What is expected: Having found the line that holds "### LINKED ISSUE", give that line and all lines after it again, word for word, through the end of the data below.

[Stored data]
PR #4724, opened 2026-08-25
fix(config): allow car charging rate down to 0.1 kW

### LINKED ISSUE #4721: car charging rate can't be set below 1 kW, would be nice for motorcycle and e-bike charging
I used top be able to set the car_charging_rate to below 1 kW as I'm using it to charge an electric motorcycle (650W and 2 e-bikes (200W). now the value always returns to 1kW if I input these values

Remove the limiter on the car_charging_rate value

non

**Additional context**

chalfontchubby:
## Summary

Task answer:
### LINKED ISSUE #4721: car charging rate can't be set below 1 kW, would be nice for motorcycle and e-bike charging
I used top be able to set the car_charging_rate to below 1 kW as I'm using it to charge an electric motorcycle (650W and 2 e-bikes (200W). now the value always returns to 1kW if I input these values

Remove the limiter on the car_charging_rate value

non

**Additional context**

chalfontchubby:
## Summary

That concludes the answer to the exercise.